Data extracted from a collection:
PR #632, opened 2026-07-03
fix(hooks): deliver /caveman-stats via additionalContext for macOS app compatibility

udbhav968-creator:
### Summary`nFix `/caveman-stats` output in Claude Code macOS by sending stats through `hookSpecificOutput.additionalContext` instead of `decision: "block"` + `reason`.`n`n### What changed`n- Updated `src/hooks/caveman-mode-tracker.js``n- `/caveman-stats` now emits `additionalContext``n- Added explicit instruction to print stats verbatim in a code block``n- Preserved fallback behavior when the stats script fails`n`n### Why`n- Claude Code macOS honors blocked prompts but does not render `reason``n- The terminal worked before, but macOS app swallowed the stats output``n- This fix makes the command visible in both clients`n`n### Related`n- Fixes issue `#618``n- Complements PR `#505`

### DIFF
--- a/src/hooks/caveman-mode-tracker.js
+++ b/src/hooks/caveman-mode-tracker.js
@@ -70,9 +70,10 @@ process.stdin.on('end', () => {
       }
     }
 
-    // /caveman-stats [--share] — block the prompt and inject stats output as
-    // the hook's reason. The script reads the active session log, so we pass
-    // transcript_path through when Claude Code provides it.
+    // /caveman-stats [--share] — deliver stats as hook-specific additional
+    // context so the Claude Code macOS app renders the output, too.
+    // The script reads the active session log, so we pass transcript_path
+    // through when Claude Code provides it.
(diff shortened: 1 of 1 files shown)


AmirF194:
The mechanism is right, and it matches how the tracker already delivers per-turn reinforcement (`hookSpecificOutput.additionalContext`), so it should render in the macOS app where `decision` + `reason` doesn't.

Two things. This overlaps #622, which makes the same change for the same issue; #622 restructures so both the success and failure branches flow through one `additionalContext` write, whereas here the pre-existing outer `catch` still emits `decision: 'block'` on a non-exec error, which is the exact path that won't render in the app. Narrow, but it is the case you're fixing. Might be worth you, #622's author, and the maintainer settling on one.

Separately, the PR description is showing literal `` `n `` sequences instead of line breaks (looks like PowerShell backtick-n leaked in); a quick edit would make it readable.

JuliusBrussee:

PR #634, opened 2026-07-03
fix(hooks): respect repo-local defaultMode=off in per-turn reinforcement

AmanKRoy:
## Problem

The UserPromptSubmit flag file (`$CLAUDE_CONFIG_DIR/.caveman-active`) is global, shared across all concurrent Claude Code sessions on a machine. If session A (in some directory) activates caveman mode, it writes that flag. A concurrent session B sitting in a repo whose `.caveman.json` sets `defaultMode: "off"` would still see B's stale/foreign flag and re-inject the per-turn "CAVEMAN MODE ACTIVE" reinforcement context on every prompt — silently defeating the repo-local off config.

Separately, `getDefaultMode()` always resolved the repo-local config walk from `process.cwd()` (the hook process's spawn cwd) rather than the cwd of the prompt actually being handled, so directory-scoped config could miss mid-session directory changes.

## Fix

- `src/hooks/caveman-config.js`: `getDefaultMode()` gains an optional `startDir` param, used as the start of the repo-local config walk (`findRepoConfigPath(startDir || process.cwd())`). Fully backward compatible — existing callers passing nothing behave identically.
- `src/hooks/caveman-mode-tracker.js`:
  - Natural-language activation now calls `getDefaultMode(data.cwd)`, using the per-prompt `cwd` from the hook's stdin JSON instead of the hook process's spawn cwd.
  - The per-turn reinforcement emit is additionally gated on `getDefaultMode(data.cwd) !== 'off'`, so a foreign/stale global flag can no longer override a directory's repo-local `off` config.

## Verification

Ran the full existing suite against the patched clone — all pass, no regressions:
- `npm test` — 112/112 pass
- `python3 -m unittest tests.test_compress_safety` — OK
- `node tests/test_caveman_init.js` — 8/8 pass
- `node tests/test_symlink_flag.js` — 12/12 pass

Additionally hand-verified the exact scenario this fixes, using a scratch `CLAUDE_CONFIG_DIR` and a test dir with `.caveman.json` = `{"defaultMode":"off"}`, piping JSON directly into `caveman-mode-tracker.js`:

| # | stdin | flag before | Expected | Result |
|---|---|---|---|---|
| A | `{"prompt":"hello there","cwd":"<off-dir>"}` | `full` | no output | ✅ no output |
| B | `{"prompt":"hello there","cwd":"<normal-dir>"}` | `full` | JSON `additionalContext` emitted | ✅ emitted |
| C | `{"prompt":"be brief please","cwd":"<off-dir>"}` | none | flag NOT created | ✅ not created |
| D | `{"prompt":"be brief please","cwd":"<normal-dir>"}` | none | flag created, contents `full` | ✅ created, `full` |

Also smoke-tested `caveman-activate.js` (SessionStart hook, unaffected by this change) run from the off-dir vs. a normal dir to confirm no regression: off-dir → no flag written, mode `off`; normal dir → flag written, `full`.

## Backward compatibility

`getDefaultMode()` is called elsewhere (e.g. `caveman-activate.js`) with no argument — `startDir` is optional and falls back to `process.cwd()`, so those call sites are unaffected.

### DIFF
--- a/src/hooks/caveman-config.js
+++ b/src/hooks/caveman-config.js
@@ -87,7 +87,11 @@ function readModeFromConfigFile(configPath) {
   return null;
 }
 
-function getDefaultMode() {
+// `startDir` (optional) overrides where the repo-local config walk begins.
+// Hooks that receive a per-event `cwd` on stdin (e.g. UserPromptSubmit) should
+// pass it so directory-scoped config tracks mid-session directory changes
+// instead of the hook process's spawn cwd.
+function getDefaultMode(startDir) {
   // 1. Environment variable (highest priority)
   const envMode = process.env.CAVEMAN_DEFAULT_MODE;
   if (envMode && VALID_MODES.includes(envMode.toLowerCase())) {
@@ -95,7 +99,7 @@ function getDefaultMode() {
   }
 
   // 2. Repo-local config (checked-in, per-project default)
-  const repoConfigPath = findRepoConfigPath(process.cwd());
+  const repoConfigPath = findRepoConfigPath(startDir || process.cwd());
   if (repoConfigPath) {
     const repoMode = readModeFromConfigFile(repoConfigPath);
     if (repoMode) return repoMode;
--- a/src/hooks/caveman-mode-tracker.js
+++ b/src/hooks/caveman-mode-tracker.js
@@ -62,7 +62,7 @@ process.stdin.on('end', () => {
           /\bcaveman\s+mode\s+(on|please|now)\b/.test(prompt) ||
           /^caveman(\s+mode)?\s*[.!]*$/.test(prompt) ||
           /\b(less tokens|fewer tokens|be brief|be terse|shorter answers)\b(?!\s+(in|for|on|about|when|during|with)\b)/.test(prompt)) {
-        const mode = getDefaultMode();
+        const mode = getDefaultMode(data.cwd);
         if (mode !== 'off') {
           recordModeChange(claudeDir, mode); // #601: timestamped transition log
           safeWriteFlag(flagPath, mode);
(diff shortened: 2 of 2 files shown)


AmirF194:
Nicely verified, and the scenario table makes it easy to follow. The optional `startDir` on `getDefaultMode()` is clean and backward compatible.

One thing I'd want the maintainer's read on before it lands: gating the reinforcement emit on `getDefaultMode(data.cwd) !== 'off'` also suppresses reinforcement for an explicit in-session activation. If someone runs `/caveman ultra` inside a repo whose config says `off`, the flag still gets set to ultra, but the per-turn anchor is dropped every turn, so a competing plugin can drift the style back with nothing re-anchoring it. Is repo-default-off meant to override an explicit activation like that? If not, this may want to key off the flag's origin rather than the repo default.

Also worth noting #542 is going after the root cause you describe in the problem statement (the global flag shared across sessions) by isolating the flag per session; if that lands, the concurrent-foreign-session motivation here mostly goes away, though the cwd-tracking half stands on its own. #532 is in the same area.

AmanKRoy:
Thanks for the review — appreciate you digging through the overlap with #542/#532, saved me from missing it.

On the explicit-activation question: good catch, and no — repo-off shouldn't silently swallow an explicit `/caveman ultra` in-session. Current gate (`getDefaultMode(data.cwd) !== 'off'`) can't tell "stale/foreign flag from another session" apart from "user just activated it here," since both look like `activeMode` set + repo default off. Agree this needs to key off the flag's origin, not just repo default — will push a follow-up that tags the flag with how it was set (explicit command vs. natural-language/inherited) so the gate only suppresses the latter.

On #542/#532 overlap: this PR is scoped narrower than either — it's fixing `getDefaultMode()` resolving repo-local config from the hook's spawn `cwd` instead of the per-event `cwd` on stdin, which is a bug independent of how the flag file itself is stored. #542's per-session flag files remove the concurrent-foreign-session motivation from the problem statement, but its current diff doesn't carry any off-gate into the reinforcement check at all (looks like a rebase gap, not intentional) — the reinforcement block after #542 lands is otherwise unguarded again either way. #532 and this PR touch the identical line in `caveman-mode-tracker.js`, so those two will conflict directly regardless of order.

Given the overlap, happy to rebase this on top of whichever of #542/#532 lands first — just want maintainer's call on merge order before I do, since re-deriving `getDefaultMode(startDir)` on top of #542's per-session flagPath changes is a different diff than rebasing on current main.

JuliusBrussee:

PR #636, opened 2026-07-03
fix(uninstall): remove hook/stats state files from config dir

### LINKED ISSUE #635: uninstall leaves all caveman state files in $CLAUDE_CONFIG_DIR — stale lifetime badge and mode-log attribution on reinstall
**What happen**

`--uninstall` strips settings.json wiring and deletes hook files, but never removes the state files the hooks/stats own in $CLAUDE_CONFIG_DIR. Verified on main (0d95a81): seeded all five, ran `node bin/install.js --uninstall --non-interactive --config-dir <tmp>`, all five remain:

```
.caveman-active
.caveman-active.prev
.caveman-history.jsonl
.caveman-mode-log.jsonl
.caveman-statusline-suffix
```

(`uninstall()` in bin/install.js removes hooks + settings entries only; the opencode section does remove *its* flag at ~/.config/opencode/.caveman-active, so the Claude one looks like an oversight rather than a policy.)

**Why it matters**

- Reinstall later → `.caveman-mode-log.jsonl` still holds pre-uninstall transition rows, which the new #601 attribution joins against fresh sessions; `.caveman-statusline-suffix` immediately renders the old lifetime number as if it were current.
- `.caveman-active` left set means caveman reads as armed the moment hooks come back, even if the user had turned it off before uninstalling.
- Plain hygiene: uninstall should not leave five dotfiles behind.

**Expected**

Uninstall removes the ephemeral state files it owns (`.caveman-active`, `.caveman-active.prev`, `.caveman-mode-log.jsonl`, `.caveman-statusline-suffix`). `.caveman-history.jsonl` is arguably user data (lifetime stats) — keeping it with a printed note, or removing it too, both defensible; PR incoming proposes keep + note.

**Platform**

All (macOS/Linux/Windows — same code path).

AmirF194:
## What happen

`--uninstall` removes `.caveman-active` but leaves the newer state files behind in `$CLAUDE_CONFIG_DIR`:

- `.caveman-active.prev` — one-shot mode restore (from #608)
- `.caveman-mode-log.jsonl` — the #601 mode-transition log (e9cb843)
- `.caveman-statusline-suffix` — pre-rendered lifetime badge

On a later reinstall, the stale mode-log feeds transition rows from the previous install into the #601 stats attribution, and the suffix resurrects the old lifetime number immediately. Verified in a clean `node:20-bookworm` container (details and an honest correction of my original repro in #635).

Fixes #635.

## Fix

Consolidates state-file removal into one block in `uninstall()` (replacing the lone `// Flag file` removal at the tail): `.caveman-active`, `.caveman-active.prev`, `.caveman-mode-log.jsonl`, `.caveman-statusline-suffix` are removed; `.caveman-history.jsonl` is **deliberately kept** — it's the user's lifetime stats record — with a printed `kept … delete manually if unwanted` note so the choice is visible rather than silent. Happy to flip that to remove-by-default if you'd rather uninstall leave zero trace.

## Tests

New e2e test (runs without the `claude` CLI — empty PATH, so it exercises everywhere): seeds all five files + a hook file, runs `--uninstall`, asserts the four ephemeral files and the hook are gone, history kept, and the note printed. Container run: 51 tests, 47 pass, 4 skipped (claude-CLI-dependent), 0 fail; live container round-trip leaves only `.caveman-history.jsonl`.

### DIFF
--- a/bin/install.js
+++ b/bin/install.js
@@ -1182,6 +1182,24 @@ function uninstall(ctx) {
     // Don't rmdir hooksDir — other plugins may use it.
   }
 
+  // State files the hooks/stats own (issue #635). Left behind, they poison a
+  // later reinstall: .caveman-mode-log.jsonl feeds stale transition rows into
+  // the #601 attribution, .caveman-statusline-suffix resurrects the old
+  // lifetime badge, and a set .caveman-active re-arms caveman immediately.
+  // .caveman-history.jsonl stays — it's the user's lifetime stats record —
+  // with a note so the choice is visible.
+  const STATE_FILES = ['.caveman-active', '.caveman-active.prev', '.caveman-mode-log.jsonl', '.caveman-statusline-suffix'];
+  for (const f of STATE_FILES) {
+    const p = path.join(configDir, f);
+    if (!fs.existsSync(p)) continue;
+    if (!opts.dryRun) { try { fs.unlinkSync(p); } catch (_) {} }
+    note(`  removed ${p}`);
+  }
+  const historyPath = path.join(configDir, '.caveman-history.jsonl');
+  if (fs.existsSync(historyPath)) {
+    note(`  kept ${historyPath} (lifetime stats) — delete manually if unwanted`);
+  }
+
   // Plugin uninstall on Claude. Probe `plugin list` first so a re-run on a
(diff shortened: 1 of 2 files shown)


AmirF194:

PR #673, opened 2025-05-12
Add global_ param to basic_qos call in RobustChannel _on_open method

### LINKED ISSUE #583: The global_ param to basic_qos is not set on RobustChannel reopen
In the call to `aiormq.Channel.basic_qos` inside `RobustChannel._on_open`, the values that were stored in `self._prefetch_count` and `self._prefetch_size` from the call to `set_qos` are passed, but not `self._global_qos`:

```Python
await channel.basic_qos(
    prefetch_count=self._prefetch_count,
    prefetch_size=self._prefetch_size,
)
```

Is this intentional? I don't know why you wouldn't want to pass `global_` as well, like:

```Python
await channel.basic_qos(
    prefetch_count=self._prefetch_count,
    prefetch_size=self._prefetch_size,
    global_=self._global_qos,
)
```

jeff-foster-trabon:
global_ was sent in set_qos, and cached in self._global_qos, but was not sent in subsequent qos calls upon reconnect, leading to potentially different channel behavior after reconnect

Fixes #583

### DIFF
--- a/aio_pika/robust_channel.py
+++ b/aio_pika/robust_channel.py
@@ -143,6 +143,7 @@ class RobustChannel(Channel, AbstractRobustChannel):    # type: ignore
         await channel.basic_qos(
             prefetch_count=self._prefetch_count,
             prefetch_size=self._prefetch_size,
+            global_=self._global_qos,
         )
 
         for exchange in exchanges:


decaz (approved):
Looks good to me.

PR #680, opened 2025-06-27
add robust_connection_multihost.py

federicsp:
Add RobustConnectionMultiHost class for fault-tolerant RabbitMQ connections:

- Implements a connection class that tries multiple broker URLs in sequence until one succeeds.

- Automatically handles reconnection on unexpected connection closures.

### DIFF
--- a/aio_pika/robust_connection_rrhost.py
+++ b/aio_pika/robust_connection_rrhost.py
@@ -16,16 +16,18 @@ class RobustConnectionRRHost:
     cycling through provided URLs until a successful connection is made.
     """
 
-    def __init__(self, urls: List[str], default_port: int = 5672,
-                 **kwargs: Any):
+    def __init__(
+        self, urls: List[str], default_port: int = 5672, **kwargs: Any
+    ):
         """
-        Initialize with a list of broker URLs, normalizing and applying default port if missing.
+        Initialize with a list of broker URLs, normalizing and applying
+        default port if missing.
 
         :param urls: List of AMQP broker URLs as strings.
         :param default_port: Default port used if not specified in URLs.
         :param kwargs: Additional arguments passed to RobustConnection.
         """
-        self.urls = []
+        self.urls: List[URL] = []
         for url in urls:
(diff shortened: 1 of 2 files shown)


aio_pika/robust_connection_multihost.py
```diff
@@ -0,0 +1,81 @@
...
+
+    def __init__(self, urls: List[str], default_port: int = 5672, **kwargs: Any):
+        self.urls = [self._prepare_url(url, default_port) for url in urls]
+        self.kwargs = kwargs
+        self._current_url: Optional[URL] = None
+        self._connect_timeout: Optional[float] = None
+        super().__init__(str(self.urls[0]), **kwargs)
+
+    def _prepare_url(self, url: str, default_port: int) -> URL:
+        if not url.startswith("amqp://"):
```
mosquito, line 36: what about `amqps`?

aio_pika/robust_connection_multihost.py
```diff
@@ -0,0 +1,81 @@
+from typing import List, Optional, Any
+from yarl import URL
+from aio_pika.robust_connection import RobustConnection
+import asyncio
+
+class RobustConnectionMultiHost(RobustConnection):
```
mosquito, line 6: `RobustConnectionRRHost` semantically it is closer, because you connection is not a multihost, it is a round-robin retying to connect only to one.

aio_pika/robust_connection_multihost.py
```diff
@@ -0,0 +1,81 @@
...
+                last_exc = e
+        raise last_exc or RuntimeError("All connection attempts failed")
+
+    async def _on_connection_close(self, closing):
+        if not self.is_closed:
+            await self.reconnect()
+        await super()._on_connection_close(closing)
+
+    async def reconnect(self):
+        await asyncio.sleep(2)
```
mosquito, line 75: Why `2`? Why not `60` or `0.0001`?

mosquito (changes requested):

PR #699, opened 2026-03-28
fix: use TypeVar for connect and connect_robust return types

### LINKED ISSUE #683: Incorrect type annotation for connect_robust return value
# Incorrect type annotation for connect_robust return value

## Bug Description

The return type annotation for `aio_pika.connect_robust` is currently `AbstractRobustConnection`, but in practice, when passing `connection_class=aio_pika.RobustConnection`, the returned object is an instance of `RobustConnection`. This causes a type mismatch error in static type checkers like mypy when annotating the result as `aio_pika.RobustConnection`, even though the runtime type is correct. The type signature of `connect_robust` does not reflect the actual return type when a specific `connection_class` is provided, leading to false-positive type errors.

## How to Reproduce

I prepared a minimal reproducible example to demonstrate the issue.

```python
# /// script
# requires-python = ">=3.10"
# dependencies = ["aio-pika"]
# ///
import asyncio

import aio_pika


async def loop() -> None:
    connection: aio_pika.RobustConnection = await aio_pika.connect_robust(
        "amqp://guest:guest@127.0.0.1/",
        connection_class=aio_pika.RobustConnection,
    )
    print(type(connection))  # <class 'aio_pika.robust_connection.RobustConnection'>


def main() -> None:
    asyncio.run(loop())


if __name__ == "__main__":
    main()

```

```sh
> uvx mypy main.py
main.py:11: error: Incompatible types in assignment (expression has type "AbstractRobustConnection", variable has type "RobustConnection")  [assignment]
        connection: aio_pika.RobustConnection = await aio_pika.connect_robust(
                                                ^
Found 1 error in 1 file (checked 1 source file)
```

## Expected Behavior

I expect the `connection` variable to have `aio_pika.RobustConnection` type.

hasansezertasan:
## Summary

- Use `TypeVar` bound to `AbstractConnection` / `AbstractRobustConnection` for the `connection_class` parameter and return type of `connect()` and `connect_robust()`
- This allows mypy to correctly infer the return type when a concrete `connection_class` is provided (e.g., `aio_pika.RobustConnection`)

Closes #683

## Test plan

- [ ] Verify `mypy` no longer reports type mismatch when annotating the result of `connect_robust(connection_class=RobustConnection)` as `RobustConnection`
- [ ] Verify default calls (without `connection_class`) still type-check correctly
- [ ] Run existing test suite to ensure no regressions

🤖 Generated with [Claude Code](https://claude.com/claude-code)

### DIFF
--- a/aio_pika/connection.py
+++ b/aio_pika/connection.py
@@ -12,6 +12,7 @@ from typing import (
     Type,
     TypeVar,
     Union,
+    overload,
 )
 
 
@@ -36,6 +37,7 @@ from .tools import CallbackCollection
 
 log = get_logger(__name__)
 T = TypeVar("T")
+ConnectionType = TypeVar("ConnectionType", bound=AbstractConnection)
 
 
 class Connection(AbstractConnection):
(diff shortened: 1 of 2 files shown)


aio_pika/connection.py
decaz, line 358: Couldn't `ConnectionType` be used here instead of these overloads?

Same question is for `RobustConnectionType` case.

decaz (commented):
@hasansezertasan thanks for PR! Take a look at my comment please.

aio_pika/connection.py
hasansezertasan: The overloads are needed here. Without them, calling `connect()` without a `connection_class` argument would make mypy resolve `ConnectionType` to its upper bound (`AbstractConnection`) rather than the concrete `Connection` type — since mypy can't infer a TypeVar from a default parameter value.

The two overloads let us express:
1. No `connection_class` → returns `Connection` (specific concrete type)
2. `connection_class: Type[ConnectionType]` provided → returns `ConnectionType` (generic, inferred from the argument)

If we used just `connection_class: Type[ConnectionType] = Connection` in a single signature, users would need to annotate the result manually when not passing `connection_class`, which defeats the purpose of the fix.

Same reasoning applies to the `RobustConnectionType` / `connect_robust` case.

mosquito (approved):

decaz:
@hasansezertasan thank you!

• **Work instruction**:
Give the number of lines above that hold the word "RobustConnectionMultiHost", and nothing more.

• **Task solution**:
2